Distributed large‑scale sites fall into three categories: portals (e.g., NetEase, Sina), social networks (e.g., campus sites, Kaixin), and e‑commerce platforms (e.g., Alibaba, JD, Guomei, Autohome). Portals rely on CDN and staticization, social networks use NoSQL and distributed caches, while e‑commerce combines both, making it an ideal example.

2. E‑Commerce Site Requirements

Customer requirements:

Build a full‑category B2C e‑commerce site with online purchase, online payment, and cash‑on‑delivery.

Enable real‑time communication with customer service during purchase.

Allow users to rate and review products after receipt.

Integrate with an existing mature ERP/inventory system.

Support 3‑5 years of business growth.

Target 10 million users within 3‑5 years.

Host major promotional events such as Double‑11, Double‑12, and Men's Day.

Reference features from JD.com or Guomei Online.

To capture both functional and non‑functional aspects, a requirement‑function matrix is used. Key non‑functional goals include high performance, high availability, scalability, flexible image storage, secure payment processing, and reliable real‑time communication.

Requirement matrix (functional / non‑functional):

Full‑category e‑commerce site – Category management, product management – Flexible multi‑category handling, fast page load, massive image storage.

Online purchase – Member management, shopping cart, checkout – Good shopping experience (usability, performance).

Online or cash‑on‑delivery payment – Multiple payment methods – Secure payment, data encryption, flexible payment‑gateway switching.

Online customer service – Chat function – Reliability for instant messaging.

Product rating – Comment system – (no specific non‑functional item listed).

ERP integration – Interface with inventory system – Constraint: data consistency and robustness.

3‑5‑year growth support – – Constraint: scalability and extensibility.

10 million users – – Constraint: scalability.

Promotional events – Activity management, flash sales – Traffic spikes (scalability) and real‑time performance.

Reference to JD/Guomei – – Reference condition.

3. Initial Site Architecture

Early‑stage sites often start with three servers: one for the application, one for the database, and one for NFS file storage.

Example of a small portal with 100 k+ members and many images suffered severe performance problems using this single‑server model.

Simple architecture illustration:

Modern large‑scale sites adopt a clustered approach for high availability, typically combining load‑balanced application servers with a primary‑secondary database setup.

Key points:

Clustered application servers provide redundancy and high availability (load balancer can be co‑located).

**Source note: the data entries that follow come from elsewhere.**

PR #980, opened 2026-08-24
Lid explicit requests

puneet-bolna:
One language note instead of two
Problem

Multilingual agents were running two different language instructions at different points in the same call. At setup we install __language_directive (the long standing order). On the first LID switch, that gets replaced by __switch_context_note — a shorter, switch-specific note. Two prod calls show what that costs.

772a996b — agent switched te→en, and the entire reply was:

You said, "Yeah, tell me."

Then it switched back en→te and said "You said you want to speak in Telugu, OK I'll continue in Telugu" — and repeated that same meta line on the next turn. Two turns burned, no content.

bb8e8fb3 — same echo, and it persisted for the rest of the call. Pulling the actual request payload for turn 4 shows why. Forty seconds and three turns after the switch, the system prompt still read:

"…In your NEXT reply only, first briefly restate your previous line in English… Their latest message: "Tell me". Reason: Caller speaking English substantively. LIVE confirms. Switch from Telugu."

Root cause

The switch note is one-shot text living in a permanent slot:

"In your NEXT reply only" — nothing ever removes the note, so every turn is "the next reply". The echo is a standing instruction, not the model drifting.
Their latest message: "Tell me" — turn 1's text, still presented as the caller's latest on turn 4, when they had just described a driver accident in Hindi.
Reason: … — the judge's internal reasoning, left in the prompt, which is what gets the agent talking about languages instead of just switching.

And because it replaces the standing directive, a switch also silently drops that directive's rules: use the target-language version of every question/FAQ/objection/closing line, translate when a variant is missing, and never translate proper nouns, brand names, alphanumeric identifiers, digits or codes — lost at exactly the moment language handling matters most.

Change

Delete __switch_context_note. Every path now installs __language_directive:

both LID switch sites (including the in-flight-function-call path)
the legacy switch_language tool path (already fell through to it)
the speculative follow-up's prompt copy, so a committed speculation and a real switch are identical

Nothing is lost by dropping the caller's message from the note — it was a duplicate of what the switch already writes into conversation history as the user turn, which the follow-up generation reads. The agent still answers what the caller said; it just stops narrating it.

Tests

test_simple_agent_language_directive.py rewritten: the third test now asserts the installed text carries no switch-moment wording (NEXT reply, latest message, Reason:), so re-introducing this fails CI. Four other test doubles repointed at the surviving builder.

### DIFF
--- a/bolna/__init__.py
+++ b/bolna/__init__.py
@@ -1,4 +1,4 @@
-__version__ = "0.10.207"
+__version__ = "0.10.208"
 
 import os
 from bolna.helpers.logger_config import configure_logger
--- a/bolna/__init__.py
+++ b/bolna/__init__.py
@@ -1,4 +1,4 @@
-__version__ = "0.10.204"
+__version__ = "0.10.205"
 
 import os
 from bolna.helpers.logger_config import configure_logger
--- a/bolna/agent_manager/task_manager.py
+++ b/bolna/agent_manager/task_manager.py
@@ -6009,7 +6009,7 @@ class TaskManager(BaseManager):
             self.lid_playback_gate = None
             logger.info("LanguageSwitcher: in-flight function call — switching in parallel, not truncating the action")
             if target != self.language:
-                context_note = self.__switch_context_note(target, detector_transcript, reasoning)
+                context_note = self.__language_directive(target)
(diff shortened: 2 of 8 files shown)


prabalrastogi (approved):
LGTM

Database master‑slave replication ensures data backup and high availability.

4. System Capacity Estimation

Estimation steps:

Determine registered user count, daily UV, daily PV, and concurrent users.

Estimate peak load as 2‑3 times the normal load.

Calculate required storage and compute resources based on concurrency and transaction volume.

Given the target of 10 million registered users in 3‑5 years, the following calculations are shown (using the 80/20 rule):

Daily UV ≈ 2 million; each user generates about 30 page views → PV ≈ 60 million per day.

Peak window (≈ 4.8 hours) accounts for 80 % of daily PV → 48 million peak PV.

Peak per‑minute visits: 48 million ÷ 288 minutes ≈ 166 k.

Peak per‑second visits: 166 k ÷ 60 ≈ 2.78 k (≈ 2 800). Assuming a three‑fold surge during flash‑sale events, peak concurrency can reach ≈ 8 300 requests per second.

Server sizing (Tomcat example):

One web server handles ~300 concurrent requests per second → ~10 servers for normal load.

During peak, ~30 servers are needed.

CPU utilization should stay around 70 % under normal conditions and not exceed 90 % at peak, ensuring stable performance without waste of resources. Memory, I/O, network bandwidth follow similar sizing principles.

These figures are illustrative; actual requirements depend on hardware specs, business logic complexity, and other factors.